Khawaja Muhammad Safdar was a Pakistani politician from Pakistan Muslim League.

Early life and career
He was born in Sialkot and took an active part in the Pakistan Movement before 1947. In 1981, he was nominated as chairman of Majlis-e-Shoora, Pakistan and also acted as acting president of Pakistan in this capacity. 

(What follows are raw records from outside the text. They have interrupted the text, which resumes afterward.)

PR #736, opened 2021-11-27
docs: fix typo

drazik:
Example code was relying on a non existing `prisma` variable. It was actually intended to reference the `db` variable.


kentcdodds:
Thanks for this. I merged another PR that fixed this earlier before I noticed your PR. Sorry about that. Thanks anyway!

PR #738, opened 2021-11-28
fix: remove process.env check for LiveReload from docs, examples and templates

ZiiMakc:
When using:
```
{process.env.NODE_ENV === "development" ? (
   <LiveReload />
) : null}
```
in `root` component as stated in docs or by using express default example, browser will show multiple `Uncaught ReferenceError: process is not defined` errors caught by `ErrorBoundary`.

This check is already included in `LiveReload` [component](https://github.com/remix-run/remix/blob/c56761e09d1aeb27c4d3d5374759fd1bb5f79dcf/packages/remix-react/components.tsx) itself `if (process.env.NODE_ENV !== "development") return null;` so it's not necessary to duplicate it. Removing `process...` ckeck will remove this errors from appearing. 

Only thing I'm unsure of, is why there is no errors from `process...` usage inside `LiveReload` component.

chrome_7SlCkQVedg

### DIFF
--- a/contributors.yml
+++ b/contributors.yml
@@ -16,3 +16,4 @@
 - msutkowski
 - ryanflorence
 - ascorbic
+- ZiiMakc
--- a/contributors.yml
+++ b/contributors.yml
@@ -15,3 +15,4 @@
 - morinokami
 - msutkowski
 - ryanflorence
+- ascorbic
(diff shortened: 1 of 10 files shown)


MichaelDeBoey:
Duplicate of #1352

PR #742, opened 2021-11-28
fix(TS): EntryRouteModule default export optional

kentcdodds:
Because of Resource Routes, the `EntryRouteModule`'s `default` property is optional.

### DIFF
--- a/packages/remix-server-runtime/entry.ts
+++ b/packages/remix-server-runtime/entry.ts
@@ -7,7 +7,11 @@ import type {
 } from "./routes";
 import type { RouteData } from "./routeData";
 import type { RouteMatch } from "./routeMatching";
-import type { RouteModules, EntryRouteModule } from "./routeModules";
+import type {
+  RouteModules,
+  EntryRouteModule,
+  ServerRouteModule
+} from "./routeModules";
 
 export interface EntryContext {
   componentDidCatchEmulator: ComponentDidCatchEmulator;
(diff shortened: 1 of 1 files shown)


kentcdodds:
I made this edit in GitHub, so I'm not sure of the impact on everything else here. Just figured this was more helpful than an issue (though maybe not quite as helpful as a more legit PR 😅)

kentcdodds:
Whoops. jk. I just realized that there's already a distinction between `ServerRouteModule` and `EntryRouteModule`. I'll have to figure out what I have wrong in my own code that triggered this error. It will probably be a different fix.

packages/remix-server-runtime/entry.ts
```diff
@@ -7,15 +7,19 @@ import type {
...
+} from "./routeModules";
 
 export interface EntryContext {
   componentDidCatchEmulator: ComponentDidCatchEmulator;
   manifest: AssetsManifest;
   matches: RouteMatch<EntryRoute>[];
   routeData: RouteData;
   actionData?: RouteData;
-  routeModules: RouteModules<EntryRouteModule>;
+  routeModules: RouteModules<EntryRouteModule | ServerRouteModule>;
```
kentcdodds, line 22: Just realized that a `ServerRouteModule` extends `EntryRouteModule` so this isn't quite right. We probably want to have a type definition for a ResourceRouteModule or something 🤔

kentcdodds:
If this comes up again I'll look at it.

PR #743, opened 2021-11-28
fix: null for body to conform to standards

jacob-ebey:
fix: pass full request to handleDataRequest, not stripped


kentcdodds (approved):
I don't know anything about this code yet, but I don't see anything concerning 😁

MichaelDeBoey (approved):

PR #744, opened 2021-11-28
chore(docs): fix typo

stardustrain:
Fix typo in API -> convention documetation.

### DIFF
--- a/contributors.yml
+++ b/contributors.yml
@@ -46,3 +46,4 @@
 - ascorbic
 - IAmLuisJ
 - weavdale
+- stardustrain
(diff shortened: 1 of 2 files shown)


kentcdodds:
@stardustrain this PR has an additional commit in it that I don't think you intended to include. Do you want to fix that/make a new one?

stardustrain:
> @stardustrain this PR has an additional commit in it that I don't think you intended to include. Do you want to fix that/make a new one?

@kentcdodds Yes you are right. I will be fix this PR soon.

stardustrain:
@kentcdodds fix at 0d87b45

kentcdodds (commented):
Ah! Thanks for fixing it. Now that I see what change you made, in afraid to tell you I already merged another PR that fixed this. Thanks anyway.

PR #748, opened 2021-11-28
docs: fix type annotation in jokes tutorial

drazik:
The `useActionData` takes a type parameter `T` and returns something of type `T | undefined`, so we don't need to specify `ActionData | undefined` in the type parameter.


kentcdodds:
Thanks for this, but I've merged another PR that fixed this. Cheers!

PR #2158, opened 2022-02-28
docs(examples): update template example

MichaelDeBoey:
Bringing it in line with the new templates


examples/template/remix.config.js
```diff
@@ -2,8 +2,10 @@
...
-  appDirectory: "app",
-  browserBuildDirectory: "public/build",
-  publicPath: "/build/",
-  serverBuildDirectory: "build",
+  ignoredRouteFiles: [".*"],
+  // appDirectory: "app",
+  // assetsBuildDirectory: "public/build",
+  // serverBuildPath: "build/index.js",
+  // publicPath: "/build/",
+  // devServerPort: 8002
```
kentcdodds, line 10:
```suggestion
```

kentcdodds (approved):
Looks good to me 👍 Just one thing I'll fix.

kentcdodds:
Thanks!

examples/template/remix.config.js
kentcdodds: Yeah, that's automatically determined and can change to a random port if it's not available anyway. The only reason anyone would need to specify this is if they're running their app inside a docker container during development (which is extremely rare).

MichaelDeBoey: PR incoming then 😉

PR #2162, opened 2022-02-28
fix(remix-react): fix `Form` submit when having a button with `formMethod` attribute

mdoury:
I found an issue when submitting a `Form` which has a child submit button with the `formMethod` attribute set.
It seems the `formMethod` attribute is simply ignored, and the request method fallbacks to the default "get" method.
This is inconvenient as the form submission triggers the loader instead of the action.

I started investigating this issue and I have a feeling it is occurring in the implementation of the `Form` component (i.e. `FormImpl`). The `submit` function receives the form method as an option, which is then used to submit the form in spite of the `formMethod` attribute : 

packages/remix-react/components.tsx:948
```ts
submit(clickedButtonRef.current || event.currentTarget, {
    method,
    replace,
});
```

packages/remix-react/components.tsx:1108
```ts
method =
          options.method ||
          target.getAttribute("formmethod") ||
          form.getAttribute("method") ||
          defaultMethod;
```

### DIFF
--- a/integration/bug-report-test.ts
+++ b/integration/bug-report-test.ts
@@ -1,9 +1,6 @@
 import { createAppFixture, createFixture, js } from "./helpers/create-fixture";
 import type { Fixture, AppFixture } from "./helpers/create-fixture";
 
-let fixture: Fixture;
-let app: AppFixture;
-
 ////////////////////////////////////////////////////////////////////////////////
 // 💿 👋 Hola! It's me, Dora the Remix Disc, I'm here to help you write a great
 // bug report pull request. You don't need to fix the bug, this is just to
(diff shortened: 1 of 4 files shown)


integration/bug-report-test.ts
```diff
@@ -29,65 +26,87 @@ let app: AppFixture;
...
-          return json("pizza");
-        }
+  beforeAll(async () => {
+    fixture = await createFixture({
+      ////////////////////////////////////////////////////////////////////////////
+      // 💿 Next, add files to this object, just like files in a real app,
+      // `createFixture` will make an app and run your tests against it.
+      ////////////////////////////////////////////////////////////////////////////
+      files: {
+        "app/routes/working.jsx": js`
```
MichaelDeBoey, line 40:
```suggestion
        "app/routes/form-method.jsx": js`
```

integration/bug-report-test.ts
```diff
@@ -29,65 +26,87 @@ let app: AppFixture;
...
-  // You can test any request your app might get using `fixture`.
-  let response = await fixture.requestDocument("/");
-  expect(await response.text()).toMatch("pizza");
-
-  // If you need to test interactivity use the `app`
-  await app.goto("/");
-  await app.clickLink("/burgers");
-  expect(await app.getHtml()).toMatch("cheeseburger");
+  test('should use "post" method when clicking a submit button inside a form with attribute method="post"', async () => {
+    await app.goto("/working");
```
MichaelDeBoey, line 99:
```suggestion
    await app.goto("/form-method");
```

integration/bug-report-test.ts
```diff
@@ -29,65 +26,87 @@ let app: AppFixture;
...
-          let data = useLoaderData();
-          return (
-            <div>
-              {data}
-              <Link to="/burgers">Other Route</Link>
-            </div>
-          )
-        }
-      `,
+      "app/routes/not-working.jsx": js`
```
MichaelDeBoey, line 61:
```suggestion
      "app/routes/button-form-method.jsx": js`
```

integration/bug-report-test.ts
```diff
@@ -29,65 +26,87 @@ let app: AppFixture;
...
+    await app.goto("/working");
+    await app.clickElement("button");
+    expect(await app.getHtml("pre")).toMatch("POST");
+  });
 
-  // If you're not sure what's going on, you can "poke" the app, it'll
-  // automatically open up in your browser for 20 seconds, so be quick!
-  // await app.poke(20);
+  test('should make a "post" request when clicking a submit button with formMethod="post" inside a form with attribute method not set', async () => {
+    await app.goto("/not-working");
```
MichaelDeBoey, line 105:
```suggestion
    await app.goto("/button-form-method");
```

yarn.lock
```diff
@@ -9,14 +9,13 @@
   dependencies:
     "@jridgewell/trace-mapping" "^0.3.0"
 
-"@architect/functions@^4.1.1":
```
MichaelDeBoey, line 12: Please revert these changes, as you didn't update any `package.json`

MichaelDeBoey (changes requested):
I think it would be a good idea to rename the routes, as they could otherwise be confusing when looking at these tests in the future

MichaelDeBoey (approved):

packages/remix-react/components.tsx
```diff
@@ -945,7 +945,6 @@ let FormImpl = React.forwardRef<HTMLFormElement, FormImplProps>(
                 event.preventDefault();
 
                 submit(clickedButtonRef.current || event.currentTarget, {
-                  method,
```
machour, line 948: Shouldn't this be `method: formMethod` instead, which is sanitized above?

mdoury: I don't think so, the `method` props of the `FormImpl` component is the `method` props of the `Form` element. 
Sanitization won't solve the issue here, in both cases it will pass `'get'` to the `submit` function `options`, which will then be used as the default value for the form submission despite the `formmethod` attribute. 

If I understand it well, the `method` in the submit function `options` is not intended to be inferred from the DOM elements and their attributes (this is handled in the definition of the `useSubmitImpl` hook), but rather to overwrite the method in case of imperative submissions (e.g. using the `useSubmit` hook).

MichaelDeBoey:
@mdoury Could you please rebase your branch onto latest `dev` & resolve conflicts?

nrako:
@mdoury – any way I could help? I'd be happy to resolve the conflicts and help push this forward if I'm granted the necessary accesses. I can also start over with a new PR if that's preferable.  Please let me know.

nrako:
I hope this will not offend anyone but I went ahead and opened a new PR #3613 which supersede this one and I've credited @mdoury as a "co-author" on the fix commit.

MichaelDeBoey:
Closing this one in favor of #3613

PR #2172, opened 2022-03-01
chore: Ignore `jest-haste-map` issues in test output

chaance:
re: REM-721


chaance:
Closing, likely to be solved with test overhauls in coming PRs

PR #2176, opened 2022-03-01
feat(create-remix): add `.nvmrc` file to templates

MichaelDeBoey:
People using `nvm` might have their shell setup to [automatically call `nvm use` in a directory with a `.nvmrc` file](https://github.com/nvm-sh/nvm#calling-nvm-use-automatically-in-a-directory-with-a-nvmrc-file).

Having the `.nvmrc` file already in the templates will make sure these people won't see the error implemented by @damiensedgwick in #1586, as they will always have the correct Node version in use.


MichaelDeBoey:
@damiensedgwick I'm sorry you feel to be called out, as that's totally not my intention!

What I meant was "Thanks to @damiensedgwick, users who are using a Node version below 14 are now seeing an error and that's a good thing. This PR creates an even better UX (imo) for people who have `nvm` installed".

So again, sorry if my wording was wrong and you feel bad about it, as I think your contribution was a good one and I just wanted to built on top of it.

damiensedgwick:
> @damiensedgwick I'm sorry you feel to be called out, as that's totally not my intention!
> 
> What I meant was "Thanks to @damiensedgwick, users who are using a Node version below 14 are now seeing an error (the `console.log` followed by the exit of the script) and that's a good thing. This PR creates an even better UX (imo) for people who have `nvm` installed".
> 
> So again, sorry if my wording was wrong and you feel bad about it, as I think your contribution was a good one and I just wanted to built on top of it.

Thank you for taking the time to reply to me @MichaelDeBoey - It was very early this morning when I replied and I could have been on the defensive / sensitive side slightly so my apologies.

I actually use nvm so I am interested to see what this improvement does as I didn't understand it initially from the brief look I took.

Am I right in thinking it will detect an incorrect node version and then install the correct / minimum version required?

3imed-jaberi (commented):
It's would better to see the latest LTS version (`lts/*`)!

MichaelDeBoey:
@3imed-jaberi Since Remix requires Node v14+, I think it's better to set that version as the default

kentcdodds (changes requested):
Hmmm... Not sure I'm into this. Not everyone uses `nvm` (I personally prefer `n`) and also several of these can/should be v16 anyway. I think I'd prefer to have people handle this themselves if needed.

MichaelDeBoey:
I still think it's valuable to add the `.nvmrc` file, as `nvm` is widely used across the community.

We even have an `.nvmrc` file in the root of this repo, just like a lot of other big OSS projects have.
It doesn't hurt to have it in there, but it helps a lot of people imo.

PR #2179, opened 2022-03-02
Update jokes.md

mountainash:
`app/styles` is no longer created by `create-remix` (was removed in 14ab1bf89e800e648b227b2c6fcf701ed2f8194a)

Making newbies look for something that doesn't exist, makes them question if the install worked correctly.

### DIFF
--- a/contributors.yml
+++ b/contributors.yml
@@ -195,6 +195,7 @@
 - mskoroglu
 - msutkowski
 - mtt87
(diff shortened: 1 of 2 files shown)


MichaelDeBoey (approved):

machour:
Thank you for this PR, there's a better fix here that will get merged soon: #2329

PR #2181, opened 2022-03-02
fix(create-remix): express template docs and move npm-run-all to devDependencies

eastlondoner:
The `start:dev` script no longer exists in the express template

the `npm-run-all` dependency is only required for the `dev` script so can safely be made into a devDependency.


Wellers0n:
cool

kentcdodds (approved):
Thanks!

PR #2185, opened 2022-03-02
chore(CI): update workflow action versions

MichaelDeBoey:
If wanted, I can create a @dependabot file, so PRs are created automatically for these.


kentcdodds (approved):
I'm not a fan of dependabot. I typically only update deps on an as-needed basis. This PR is appreciated as it is! Thank you!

He is the father of foreign minister of Pakistan in 2017, Khawaja Muhammad Asif. 
He was elected Member of Provincial Assembly of West Pakistan in 1962 and was thereafter elected as leader of opposition. He was re-elected to both these position in 1965. and served in those positions till 25 March 1969, when General Agha Muhammad Yahya Khan seized power and dissolved the Assemblies. Khawaja Muhammad Safdar contested 1970 elections in Pakistan but lost to a nominee of Pakistan Peoples Party.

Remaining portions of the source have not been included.